-- Opening Marker --

PR #253, opened 2023-01-23
PRT-292 incorrect account sequence no payments to providers

ranlavanet:

Retry mechanism for sequence number errors on payment requests by the expected sequence number. 
Also, splitting the payment requests into a random block in an epoch instead of all payment requests on the first block.
currently fails and doesnt parse the errors correctly and always asking rewards on the first block in an epoch 

Retry mechanism for sequence number errors on payment requests by the expected sequence number. 
Also, splitting the payment requests into a random block in an epoch instead of all payment requests on the first block.

testing multiple payment requests from the same provider in different processes, resulting in reproducing the problem and fixing it 

* **Other information**:

### DIFF
--- a/relayer/server.go
+++ b/relayer/server.go
@@ -11,6 +11,7 @@ import (
 	"net/http"
 	"os"
 	"os/signal"
+	"regexp"
 	"strconv"
 	"strings"
 	"sync"
@@ -48,7 +49,7 @@ import (
 )
 
 const (
-	RETRY_INCORRECT_SEQUENCE      = 3
+	RETRY_INCORRECT_SEQUENCE      = 5
 	TimeWaitInitializeChainSentry = 10
 	RetryInitAttempts             = 10
 )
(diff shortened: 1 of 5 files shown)


relayer/server.go
```diff
@@ -313,7 +316,17 @@ func askForRewards(staleEpochHeight int64) {
...
 
-func summarizeTransactionResult(transactionResult string) (string, []string) {
+// extract requested sequence number from tx error.
+func findSequenceNumber(sequence string) (int, error) {
+	re := regexp.MustCompile(`expected (\d+), got (\d+)`)
+	match := re.FindStringSubmatch(sequence)
+	if match == nil {
+		return 0, utils.LavaFormatWarning("Failed to parse sequence number from error", nil, &map[string]string{"sequence": sequence})
+	}
+	return strconv.Atoi(match[1]) // atoi return 0 upon error, so it will be ok when sequenceNumberParsed uses it
```
omerlavanet, line 326: check match length before accessing index 1

relayer/server.go
```diff
@@ -322,7 +335,17 @@ func summarizeTransactionResult(transactionResult string) (string, []string) {
...
 		}
 	}
-	return summarizedResult, transactionResults
+
+	re := regexp.MustCompile(`code:(\d+)`) // extracting code from transaction result (in format code:%d)
+	match := re.FindStringSubmatch(transactionResult)
+	if match == nil {
+		return summarizedResult, 1 // not zero
+	}
+	retCode, err := strconv.Atoi(match[1]) // extract return code.
```
omerlavanet, line 344: check match length

omerlavanet (changes requested):

omerlavanet (approved):

PR #275, opened 2023-01-31
PRT-403 fixing the tendermint response to be identical to what the user expects

ranlavanet:


relayer/chainproxy/tendermintRPC.go
```diff
@@ -428,30 +526,30 @@ func (nm *TendemintRpcMessage) Send(ctx context.Context, ch chan interface{}) (r
...
+		if err != nil {
+			return nil, "", nil, utils.LavaFormatError("Failed parsing ID when getting rpc error", err, nil)
 		}
-		replyMsg.Error = &rpcclient.JsonError{
-			Code:    1,
-			Message: fmt.Sprintf("%s", err),
+		replyMsg = &RPCResponse{
+			JSONRPC: nm.msg.Version,
+			ID:      id,
+			Error:   convertErrorToRPCError(err),
```
omerlavanet, line 543: BUG: error here is always nil because you overwrite it with id, err := idFromRawMessage(nm.msg.ID) and bail out, did you mean to use the original error from the callContext?

omerlavanet (changes requested):

omerlavanet (dismissed):

omerlavanet (approved):

PR #288, opened 2023-02-05
CNS 250: Introduce Spec inheritance syntax

orenl-lava:
CNS-250: introduce spec inheritance syntax
    
Extend the spec syntax to add the ability for a spec to inherit/import another
spec. With spec inheritance, changes in an ancestor spec (a.k.a base spec)
would immediately propagate to all descendants specs that inherit from it.
    
Spec inheritance is recursive, and applied only the APIs defined (not general
spec parameters). APIs in current spec override inherited APIs, but duplicates
(from multiple ancestors) are not allowed. An override with 'Enabled: false'
effectively removes an API). Spec inheritance is valitaded when submitting a
spec proposal.

Tested with unit tests: `go test ./x/spec/keeper -v`
Tested with e2e tests: `go test ./testutil/e2e -v -timeout 1200s`
Tested with `scripts/init_chain_commands.sh`


proto/spec/spec.proto
```diff
@@ -11,6 +11,7 @@ import "spec/service_api.proto";
 message Spec {
   string index = 1; 
   string name = 2; 
+  repeated string imports = 12;
```
Yaroms, line 14: we have some conflict from main. some more fields were added to spec and the number 12 is taken :).
merge main to the branch and decide on the number, than generate the proto buffs.

x/spec/types/spec.go
```diff
@@ -7,6 +7,97 @@ import (
...
+type getterFunc func(index string) (Spec, bool)
+ 
+// ExpandSpec expands the "imports" field of the spec -if needed, recursively-
+// and adds to the current Spec those additional APIs from the imported Spec(s).
+// It takes as argument a getter function to fetch imported Spec(s) by name from
+// the keeper store, on demand. (Can't import the keeper module due to circular
+// dependencies)
+func (spec *Spec) ExpandSpec(getSpec getterFunc) (map[string]string, error) {
+	depends := map[string]bool{spec.Index: true}
+	details := map[string]string{"imports": fmt.Sprintf("%s", spec.Index)}
```
Yaroms, line 19: why do we need this as a map? it looks like it contains only one key value pair

x/spec/types/spec.go
```diff
@@ -7,6 +7,97 @@ import (
...
+		}
+	}
+
+	currentApis := make(map[string]bool)
+	for _, api := range spec.Apis {
+		currentApis[api.Name] = true
+	}
+
+	// merge collected APIs into current spec's APIs (unless overridden)
+	for _, api := range mergedApis {
```
Yaroms, line 92: we are missing the api deletion if it is disabled.
if the api is disabled dont add it to the list

Yaroms (changes requested):
amazing job

x/spec/types/spec.go
orenl-lava: That's what the caller expects, convention for reporting details of errors/events for printing.
Internally in `doExpandSpec()` we can maintain a single string - will fix.

x/spec/types/spec.go
orenl-lava: If an API is disabled in the parent, then it won't be added to the `mergedApis` list - see L75 above.

proto/spec/spec.proto
orenl-lava: Done

x/spec/types/spec.go
```diff
@@ -7,6 +7,97 @@ import (
...
 
+type getterFunc func(index string) (Spec, bool)
+
+// ExpandSpec expands the "imports" field of the spec -if needed, recursively-
+// and adds to the current Spec those additional APIs from the imported Spec(s).
+// It takes as argument a getter function to fetch imported Spec(s) by name from
+// the keeper store, on demand. (Can't import the keeper module due to circular
+// dependencies)
+func (spec *Spec) ExpandSpec(getSpec getterFunc) (map[string]string, error) {
+	depends := map[string]bool{spec.Index: true}
```
omerlavanet, line 18: refactor: this is a confusing layout and complex implementation, passing callbacks without added value (it's always the same one too). instead of adding it as a method to the spec object and then have circular dependencies, if it accesses the keeper it should be implemented as a keeper function

x/spec/types/spec.go
```diff
@@ -7,6 +7,97 @@ import (
...
+	for _, index := range spec.Imports {
+		imported, found := getSpec(index)
+		// import of unknown Spec not allwoed
+		if !found {
+			details += fmt.Sprintf("%s%s(unknown)", comma, index)
+			return details, fmt.Errorf("imported spec unknown: %s", index)
+		}
+		// import of disabled Spec not allowed
+		if !imported.Enabled {
+			details += fmt.Sprintf("%s%s(disabled)", comma, index)
```
omerlavanet, line 45: importing disabled specs should be allowed, in case we want to inherit from some base spec that doesn't hold on it's own

x/spec/types/spec.go
```diff
@@ -7,6 +7,97 @@ import (
...
+	}
+
+	var parents []Spec
+
+	// visual markers when import deepens
+	details += "->["
+
+	// recursion to get all parent specs
+	comma := ""
+	for _, index := range spec.Imports {
```
omerlavanet, line 36: should be extracted in a method for readability

x/spec/types/spec.go
```diff
@@ -7,6 +7,97 @@ import (
...
+	details += "]"
+
+	var mergedApis []ServiceApi
+	mergedApisMap := make(map[string]ServiceApi)
+
+	// collect all parents' Specs' APIs
+	for _, imported := range parents {
+		for _, api := range imported.Apis {
+			if api.Enabled {
+				// duplicate API(s) not allowed
```
omerlavanet, line 76: there's a case we might have conflict but it's overwritten anyway by the inheriting spec.Apis, there is no need to bail here, since those won't be used anyway

omerlavanet (changes requested):

x/spec/types/spec.go
orenl-lava: ok

x/spec/types/spec.go
orenl-lava: Not sure I understand your comment - this is unrelated to overrides that the current Spec may (or may not) have.
The code detects cases where a Spec imports at once two or more Specs, which have APIs with the same name (but different details). The result of such import may be ambiguous (e.g. depending on the order), so we prohibit it.

x/spec/types/spec.go
orenl-lava: Can you detail you have in mind?  Moving the inside of this loop to a helper function, means that the recursion will ping-pong between this function and the helper, and I think that's less readable.

x/spec/proposal_handler.go
```diff
@@ -74,31 +74,61 @@ func NewSpecProposalsHandler(k keeper.Keeper) govtypes.Handler {
 	}
 }
 
+func validateSpec(ctx sdk.Context, k keeper.Keeper, spec types.Spec) (map[string]string, error) {
+	// NOTE: spec.ExpandSpec may modify spec.Apis and affect the caller's copy;
```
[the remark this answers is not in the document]
orenl-lava: Ok, will do. (For the record, It has to be subtle either way: if `spec.ExpandSpec()` returns a new `spec`, then when doing so it has to remember to make a copy of spec's APIs list).

x/spec/types/spec.go
omerlavanet: i would move it to a function that performs fetch parent apiInterfaces, its cleaner and clearer, there is no reason to recurse the combination of the apis to one list so you can only recurse that one

x/spec/types/spec.go
omerlavanet: in the case of both functions importing the same API and then its ambiguous but discarded due to an override, then it didn't matter there was ambiguity and therefore this check can fail when in fact we could have continued

x/spec/proposal_handler.go
```diff
@@ -74,31 +75,53 @@ func NewSpecProposalsHandler(k keeper.Keeper) govtypes.Handler {
 	}
 }
 
+func validateSpec(ctx sdk.Context, k keeper.Keeper, spec types.Spec) (map[string]string, error) {
```
Yaroms, line 78: let this be function of the spec keeper instead of passing him as an argument

Yaroms (changes requested):

x/spec/types/spec.go
orenl-lava: Done.

x/spec/types/spec.go
orenl-lava: The recursion is standard DFS and I prefer to not split into two functions that call each other.  Will try to move the spec fetch and validation to a helper function.

x/spec/types/spec.go
orenl-lava: Ok.

Yaroms (approved):

x/spec/keeper/spec.go
```diff
@@ -62,6 +65,108 @@ func (k Keeper) GetAllSpec(ctx sdk.Context) (list []types.Spec) {
...
+
+	currentApis := make(map[string]bool)
+	for _, api := range spec.Apis {
+		currentApis[api.Name] = true
+	}
+
+	// merge collected APIs into current spec's APIs (unless overridden)
+	for _, api := range mergedApis {
+		if _, found := currentApis[api.Name]; !found {
+			spec.Apis = append(spec.Apis, api)
```
omerlavanet, line 148: it's still replacing the input spec in-place, please create a separate spec that is expanded

x/spec/keeper/spec.go
```diff
@@ -62,6 +65,108 @@ func (k Keeper) GetAllSpec(ctx sdk.Context) (list []types.Spec) {
...
+	var mergedApis []types.ServiceApi
+	mergedApisMap := make(map[string]types.ServiceApi)
+
+	// collect all parents' Specs' APIs
+	for _, imported := range parents {
+		for _, api := range imported.Apis {
+			if api.Enabled {
+				// duplicate API(s) not allowed
+				if _, found := mergedApisMap[api.Name]; found {
+					return details, fmt.Errorf("duplicate imported api: %s (in spec: %s)", api.Name, imported.Index)
```
omerlavanet, line 132: overriden apis can still error out

x/spec/types/spec.go
```diff
@@ -7,6 +7,97 @@ import (
...
 const minCU = 1
 
+type getterFunc func(index string) (Spec, bool)
+
+// ExpandSpec expands the "imports" field of the spec -if needed, recursively-
+// and adds to the current Spec those additional APIs from the imported Spec(s).
+// It takes as argument a getter function to fetch imported Spec(s) by name from
+// the keeper store, on demand. (Can't import the keeper module due to circular
+// dependencies)
+func (spec *Spec) ExpandSpec(getSpec getterFunc) (map[string]string, error) {
```
omerlavanet, line 17: remove the expand code from types, and the getter func

omerlavanet (changes requested):

x/spec/keeper/spec.go
orenl-lava: No it does not. 
`ExpandSpec()` takes a copy of the original spec and returns a new copy.
`DoExpandSpec()` takes a reference to a spec and extends the API list of that spec; When it calls itself, it does so using a copy of the imported spec obtained from `k.GetSpec()`, so again not modifying an original.

x/spec/types/spec.go
orenl-lava: Sigh, no idea how it got back there.

omerlavanet (approved):

PR #298, opened 2023-02-08
PRT-XYZ Fix invalid parsing and add unit tests

Aleksao998:

Bug Fix

The response error data is not JSON compatible so clients can not unmarshal objects

fix the issue so the error data is json compatible

* **Other information**:


protocol/common/rpcconsumerlogs.go
```diff
@@ -57,14 +58,17 @@ func (pl *RPCConsumerLogs) GetMessageSeed() string {
 
 // Input will be masked with a random GUID if returnMaskedErrors is set to true
 func (pl *RPCConsumerLogs) GetUniqueGuidResponseForError(responseError error, msgSeed string) string {
-	var ret string
-	ret = "Error GUID: " + msgSeed
-	utils.LavaFormatError("UniqueGuidResponseForError", responseError, &map[string]string{"msgSeed": msgSeed})
+	data := map[string]interface{}{
```
omerlavanet, line 61: let's do this a deterministic serialization so we can do data reliability on it, so let's not marshal a map rather instead lets marshal a list of key value pairs

omerlavanet (changes requested):

protocol/common/rpcconsumerlogs.go
Aleksao998: I considered this while i was writing the code but the reason i decided to use map and not array of key value is how the user would need to unmarshal this error. If we use only map the response which the user will get will look like this:
```
{"Error":"height missing from map map[data:0a3f6f736d6f3138377033776e7268666b30376e756a367868386139637867643368686a6e687978327272786b3067786e666e72726e35723439737433676d616c path:/cosmwasm.wasm.v1.Query/ContractInfo prove:%!s(bool=false)]","Error_GUID":"GUID_7018205163"}
```
```
And if we use array of key value it wil look like this:
`[{"Error_GUID":"GUID_7604293667"},{"Error":"Failed all retries -- map[errors:Errors: [rpc error: code = DeadlineExceeded desc = Sending nodeMsg failed ErrMsg: Failed Sending Message ErrMsg: context deadline exceeded: context deadline exceeded: Failed Sending Message ErrMsg: context deadline exceeded: context deadline exceeded No pairings available.]]"}]
```

The map made more sense because this is how the users could unmarshall GUID and ERROR
```
parsedError = JSON.parse(err.message);
data = JSON.parse(parsedError.data);
console.log("Error", data.Error)
console.log("GUID", data.Error_GUID)
```

And if we go with array approach the unmarshalling will look like this:
```
parsedError = JSON.parse(err.message);
data = JSON.parse(parsedError.data)
console.log("Error", data[0].Error_GUID)
console.log("GUID", data[1].Error)
```
Accessing the array using index + referencing by key did not seem standard

On the other side i completely understand the argument that we want it to be deterministic, so if we decide with array approach i only wanted to point this

Aleksao998: also for data realibility we can unmarshall the struct and make sure that the values are same and not depend on ordering of the serialized data

ranlavanet: waiting for this @omerlavanet to merge.

omerlavanet: data reliability doesn't unmarshal the content of the response, deterministic is a requirement we have to fulfil, you can do any inner layout that makes sense, hardcoding the indexes looks pretty bad, why not use a proto marshaller? this is deterministic and also has named properties

Aleksao998: Fixed + added unit tests to make sure it is deterministic and also if something changes in the future we would see failed test c0019e09c5ab399fedbca468858d4a8e5801b303

protocol/common/rpcconsumerlogs_test.go
```diff
@@ -0,0 +1,94 @@
+package common
```
ranlavanet, line 1: need to add these to protocol.yaml

ranlavanet (changes requested):

protocol/common/rpcconsumerlogs_test.go
Aleksao998: Fixed 560efde2ef47fcaab162a1d8e14c032f62fe2c44

ranlavanet (approved):

omerlavanet (approved):

ranlavanet (approved):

-- Closing Marker --

Reproduce, please, the lines of the material from its first line down to the line containing "currently fails and", keeping both ends and nothing beyond them.

SOLUTION FOR THIS EXERCISE:
PR #253, opened 2023-01-23
PRT-292 incorrect account sequence no payments to providers

ranlavanet:

Retry mechanism for sequence number errors on payment requests by the expected sequence number. 
Also, splitting the payment requests into a random block in an epoch instead of all payment requests on the first block.
currently fails and doesnt parse the errors correctly and always asking rewards on the first block in an epoch 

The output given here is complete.